Engineering durable antioxidative nanoreactors as synthetic organelles for autoregulatory cellular protection against oxidative stress

Abstract

Polymersomes, which are polymer vesicles containing an aqueous cavity enclosed in a polymer membrane, hold enormous potential for biomedical applications. In recent years, enzyme-loaded polymersomes, serving as therapeutic nanoreactors, have drawn substantial interest. A crucial requirement for effective catalytic function is to impart semipermeability to the vesicular membrane while maintaining its role as a protective barrier for encapsulated enzymes. However, achieving both long-term stability and optimal membrane permeability for sustained functionality remains a challenge in many reported examples. In this study, we introduce ROS-responsive polyion complex vesicles (PICsomes) loaded with antioxidant enzymes (catalase) as antioxidative nanoreactors. The intrinsic semipermeability and crosslinked network structure of the membrane enable long-lasting catalytic function of catalase. The nanoreactor exhibits inherent cell-protective properties against oxidative stress in fibroblasts due to the ROS-scavenging ability of polymers.
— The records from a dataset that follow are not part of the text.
PR #5444, opened 2026-03-17
Add AlphaFold guidance to structure viewer UI

Rana-Ezzeddine:
Summary
This change adds AlphaFold-aware guidance to the existing structure viewer UI.

What changed
- add a small AlphaFold DB URL helper
- show an AlphaFold DB link in the protein chain panel when a UniProt entry is available
- clarify that the panel lists experimental PDB chains only
- update the disabled 3D structure tooltip to point users to AlphaFold DB when no experimental PDB chains are available

Why
The current structure UI is strongly PDB-oriented. This improves the user experience for cases where no experimental structure is available, while also laying relevant groundwork for future AlphaFold integration.


dippindots:
We have recently fixed the 3d viewer and will refactor with AlphaFold properly in a GSoC project, we will close this PR for now. Thanks for trying to add this improvement!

Notably, triggered by ROS, the nanoreactor demonstrates autoregulatory control of redox homeostasis. This is because the cysteamine released by PICsomes not only acts as a free radical scavenger but also facilitates the transport of L-cysteine into cells, thereby enhancing glutathione (GSH) biosynthesis. The results further demonstrate significant long blood circulation of PICsomes loaded with catalase and strong protection effects against bloodstream oxidative stress, paving the way for the further development of truly effective in vivo therapeutics. These findings underscore the potential of the engineered antioxidative nanoreactor with durable functionality as synthetic organelles for cellular protection against oxidative stress.